Print out all the records, word for word.
MATERIAL FOR THE TASK START
PR #382, opened 2020-09-30
DEX-931 Benchmark for processing events during Matcher start

DenisSerebryansky:
* Benchmark added

### DIFF
--- a/dex-jmh/src/test/scala/com/wavesplatform/dex/model/address/AddressActorStartingBenchmark.scala
+++ b/dex-jmh/src/test/scala/com/wavesplatform/dex/model/address/AddressActorStartingBenchmark.scala
@@ -1,0 +1,177 @@
+package com.wavesplatform.dex.model.address
+
+import java.util.concurrent.TimeUnit
+
+import akka.actor.{ActorRef, ActorSystem}
+import akka.pattern.ask
+import cats.syntax.either._
+import com.wavesplatform.dex.actors.address.AddressActor
+import com.wavesplatform.dex.actors.address.AddressActor.Query
+import com.wavesplatform.dex.db.EmptyOrderDB
+import com.wavesplatform.dex.domain.account.KeyPair
+import com.wavesplatform.dex.domain.order.OrderOps._
+import com.wavesplatform.dex.domain.order.{Order, OrderType}
+import com.wavesplatform.dex.error.ErrorFormatterContext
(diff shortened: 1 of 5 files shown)


dex-jmh/src/test/scala/com/wavesplatform/dex/model/address/AddressActorStartingBenchmark.scala
```diff
@@ -0,0 +1,177 @@
...
+      Events.OrderAdded(ao, Events.OrderAddedReason.RequestExecuted, System.currentTimeMillis())
+
+    def getOrderCancelledEvent(ao: AcceptedOrder): Events.OrderCanceled =
+      Events.OrderCanceled(ao, Events.OrderCanceledReason.RequestExecuted, System.currentTimeMillis())
+
+    def getCounter(ao: AcceptedOrder, amount: Long): LimitOrder = {
+      LimitOrder(
+        ao.order
+          .updateType(ao.order.orderType.opposite)
+          .updateSender(clientGen.sample.get)
```
vsuharnikov, line 162: Or create this once above. It doesn't matter, who is the client of the counter order (but it is better to provide a different client)

dex-jmh/src/test/scala/com/wavesplatform/dex/model/address/AddressActorStartingBenchmark.scala
```diff
@@ -0,0 +1,177 @@
...
+              }
+            case OrderEvent.PartiallyFilledAndThenCancelled =>
+              ordersGroup.flatMap { ao =>
+                val firstExecutedEvent = getOrderExecutedEvent(ao, getCounter(ao, ao.amount / 2))
+                val cancelEvent        = getOrderCancelledEvent(firstExecutedEvent.submittedRemaining)
+                Seq(getOrderAddedEvent(ao), firstExecutedEvent, cancelEvent)
+              }
+          }
+        (result :+ eventsGroup) -> newRemaining
+      }
```
vsuharnikov, line 110: I think it is easier to use `Gen.frequency` and create a separate generator for each group, then you won't need a predefined orders, e.g.:
```scala
  val addedGen: Gen[Event] = ???

  Gen.frequency(
    150 -> addedGen,
    /* ... */
  )
```
Also this generator create a shuffled result.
MATERIAL FOR THE TASK END
→ RESULT OF THE TASK:
PR #382, opened 2020-09-30
DEX-931 Benchmark for processing events during Matcher start

DenisSerebryansky:
* Benchmark added

### DIFF
--- a/dex-jmh/src/test/scala/com/wavesplatform/dex/model/address/AddressActorStartingBenchmark.scala
+++ b/dex-jmh/src/test/scala/com/wavesplatform/dex/model/address/AddressActorStartingBenchmark.scala
@@ -1,0 +1,177 @@
+package com.wavesplatform.dex.model.address
+
+import java.util.concurrent.TimeUnit
+
+import akka.actor.{ActorRef, ActorSystem}
+import akka.pattern.ask
+import cats.syntax.either._
+import com.wavesplatform.dex.actors.address.AddressActor
+import com.wavesplatform.dex.actors.address.AddressActor.Query
+import com.wavesplatform.dex.db.EmptyOrderDB
+import com.wavesplatform.dex.domain.account.KeyPair
+import com.wavesplatform.dex.domain.order.OrderOps._
+import com.wavesplatform.dex.domain.order.{Order, OrderType}
+import com.wavesplatform.dex.error.ErrorFormatterContext
(diff shortened: 1 of 5 files shown)


dex-jmh/src/test/scala/com/wavesplatform/dex/model/address/AddressActorStartingBenchmark.scala
```diff
@@ -0,0 +1,177 @@
...
+      Events.OrderAdded(ao, Events.OrderAddedReason.RequestExecuted, System.currentTimeMillis())
+
+    def getOrderCancelledEvent(ao: AcceptedOrder): Events.OrderCanceled =
+      Events.OrderCanceled(ao, Events.OrderCanceledReason.RequestExecuted, System.currentTimeMillis())
+
+    def getCounter(ao: AcceptedOrder, amount: Long): LimitOrder = {
+      LimitOrder(
+        ao.order
+          .updateType(ao.order.orderType.opposite)
+          .updateSender(clientGen.sample.get)
```
vsuharnikov, line 162: Or create this once above. It doesn't matter, who is the client of the counter order (but it is better to provide a different client)

dex-jmh/src/test/scala/com/wavesplatform/dex/model/address/AddressActorStartingBenchmark.scala
```diff
@@ -0,0 +1,177 @@
...
+              }
+            case OrderEvent.PartiallyFilledAndThenCancelled =>
+              ordersGroup.flatMap { ao =>
+                val firstExecutedEvent = getOrderExecutedEvent(ao, getCounter(ao, ao.amount / 2))
+                val cancelEvent        = getOrderCancelledEvent(firstExecutedEvent.submittedRemaining)
+                Seq(getOrderAddedEvent(ao), firstExecutedEvent, cancelEvent)
+              }
+          }
+        (result :+ eventsGroup) -> newRemaining
+      }
```
vsuharnikov, line 110: I think it is easier to use `Gen.frequency` and create a separate generator for each group, then you won't need a predefined orders, e.g.:
```scala
  val addedGen: Gen[Event] = ???

  Gen.frequency(
    150 -> addedGen,
    /* ... */
  )
```
Also this generator create a shuffled result.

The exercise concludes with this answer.